If you have an nvidia graphics card you can expect trouble with drivers, too.
If you have Windows 10 pro (or I think there’s a workaround to enable it if you just have the Home version), you can go into the group policy editor and disable those annoying pop-ups. You can even disable auto-updates, if you want to, or control how they work. And you can disable most of their telemetry. Windows 10 has a lot of flexibility if you know where to look/figure it out. They make it annoying to deal with, yes, but it has never been has horrible as Linux is for me whenever I’ve tried it, and it’s actually reliable.
Edit: also worth mentioning, depending on the games you play, a lot of multiplayer games’ anti-cheat systems do not work on Linux at all, so you can’t play those games on it.
I use Linux Mint at home and Windows 10 and 11 at work. The UI is basically interchangeable, I use both in the same manner.
I’ve had zero reliability issues and Mint was easier to install than Windows when I did it 4 years ago (not had to reinstall it yet, just kept on updating).
Games wise, I just play stuff through steam or classic emulators and it works well enough that typing this is the most I’ve thought about how it works for a long time.
I’m guessing the people who complain are running some gnarly full-custom linux on new hardware and trying to get the latest games to run … that was once me, I now use a PlayStation for newer games because PC gaming was just a bottomless money and time pit.
Not to be a downer but Valve doesn’t give and insight into their methodology of collecting data and it’s been wrong a few times before. With Linux, VR, and languages. Why should the statistics be trusted now?

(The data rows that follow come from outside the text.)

PR #200, opened 2020-09-17
Batch handling for deletion queue items

matteofigus:
*Description of changes:*
Adds a batch endpoint to allow populating the queue quicker.
I'm not entirely sure of the API here, we already have a `PATCH /queue` for inserting an item, I thought we could just have a breaking change or keep the API of `queue/matches` compatible with the DELETE one (which uses that). So at least this is not breaking change.

One other thing I'm not sure is if we should set an arbitrary limit given we are subject to API Gateway payload size and response size, for instance 100 items or so?

*PR Checklist:*

- [x] Changelog updated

isn’t the hardware survey just a voluntary survey available to any steam user? like we know how they collect the data
It’s randomly picked users which has been shown that it’s not so random and that at one point Linux users weren’t being asked as often as Windows users. So without methodology and insight, it’s hard to have trust in the survey system.
Of course they weren’t asked as often, there’s significantly less number of users on Linux. 96.21% of the users asked was on Windows.

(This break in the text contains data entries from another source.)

PR #202, opened 2020-09-22
Fix query failures due to incorrect partition casting

matteofigus:
*Description of changes*
Adds handling for non-string partition types such as int. I opted for keeping the strategy consistent with what we do with matches: we get the partition type from glue, then we cast it during the generate phase, so that the execute inherits the values already casted. 

Credits: I took some code snippets from @ormahler's #188 PR 

*PR Checklist:*

- [x] Changelog updated
- [x] All tests pass
- [x] Pre-commit checks pass
- [x] Debugging code removed

### DIFF
--- a/tests/acceptance/conftest.py
+++ b/tests/acceptance/conftest.py
@@ -256,6 +256,7 @@ def glue_table_factory(dummy_lake, glue_client, glue_columns):
         prefix="prefix",
         partition_keys=[],
         partitions=[],
+        partition_key_types="string",
     ):
         glue_client.create_database(DatabaseInput={"Name": database})
         input_format = (
@@ -292,7 +293,7 @@ def glue_table_factory(dummy_lake, glue_client, glue_columns):
                     "StoredAsSubDirectories": False,
                 },
                 "PartitionKeys": [
-                    {"Name": pk, "Type": "string",} for pk in partition_keys
+                    {"Name": pk, "Type": partition_key_types} for pk in partition_keys
                 ],
                 "Parameters": {"EXTERNAL": "TRUE"},
             },
@@ -353,6 +354,7 @@ def glue_data_mapper_factory(
         role_arn=None,
         delete_old_versions=False,
         column_identifiers=["customer_id"],
+        partition_key_types="string",
     ):
         item = {
             "DataMapperId": data_mapper_id,
@@ -377,6 +379,7 @@ def glue_data_mapper_factory(
             table=table,
             partition_keys=partition_keys,
             partitions=partitions,
+            partition_key_types=partition_key_types,
         )
 
         items.append(item)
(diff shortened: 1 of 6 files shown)


tests/unit/tasks/test_generate_queries.py
```diff
@@ -622,9 +662,17 @@ def test_it_throws_for_unconvertable_matches(self):
...
+        with pytest.raises(ValueError) as e:
             get_inner_children("struct<name:string", "struct<", ">")
+        assert e.value.args[0] == "Column schema is not valid"
+
+    def test_it_throws_for_invalid_schema_for_nested_children(self):
+        with pytest.raises(ValueError) as e:
+            get_nested_children(
+                "struct<name:string,age:int,s:struct<n:int>,b:string", "struct"
+            )
+        assert e.value.args[0] == "Column schema is not valid"
```
matteofigus, line 675: This is slightly unrelated, there was no coverage for it so I just added those to make sure that scenario is handled

tests/unit/tasks/test_execute_query.py
```diff
@@ -68,6 +68,42 @@ def test_it_generates_query_with_partition():
...
+            "PartitionKeys": [{"Key": "product_category", "Value": "Books"}],
+        }
+    )
+
+    assert (
+        escape_resp(resp) == 'SELECT DISTINCT "$path" '
+        'FROM "amazonreviews"."amazon_reviews_parquet" '
+        'WHERE ("customer_id" in (123456, 456789)) '
+        "AND \"product_category\" = 'Books'"
+    )
```
matteofigus, line 86: Slightly unrelated but there was no test on the execute query for int matches so I added it just for clarity

tests/unit/tasks/test_generate_queries.py
```diff
@@ -690,7 +738,9 @@ def partition_stub(values, columns, table_name="test_table"):
     }
 
 
-def table_stub(columns, partition_keys, table_name="test_table"):
+def table_stub(
+    columns, partition_keys, table_name="test_table", partition_key_types="string"
```
HieronymusLex, line 742: nit: types? shouldn't this be type if the value isn't a list?

tests/acceptance/conftest.py
```diff
@@ -256,6 +256,7 @@ def factory(
         prefix="prefix",
         partition_keys=[],
         partitions=[],
+        partition_key_types="string",
```
HieronymusLex, line 259: nit: types? shouldn't this be type if the value isn't a list?

HieronymusLex (approved):
couple of very minor comments. LGTM though

tests/unit/tasks/test_generate_queries.py
matteofigus: you're right, renamed to partition_keys_type

HieronymusLex (approved):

No, I mean there was an actual bug with the system where it would ask a single Windows user more often than if they were on Linux. People who used Linux and Windows would notice they would get prompted for the hardware survey the moment they sign into steam on Windows because the system had randomly picked them but the prompt didn’t appear in Linux. https://github.com/ValveSoftware/steam-for-linux/issues/2286 It was a known issue that was fixed around 2018. It’s why most steam data for Linux was thrown away in 2018.
huh I guess I’m remembering wrong
I guess so. Maybe you are getting confused with the command to show the hardware survey prompt. You can directly pop it up with a special steam URL but it won’t take your data unless you’ve been selected.
I believe they pick users at random. You can’t even update your submitted data from X times ago after an upgrade.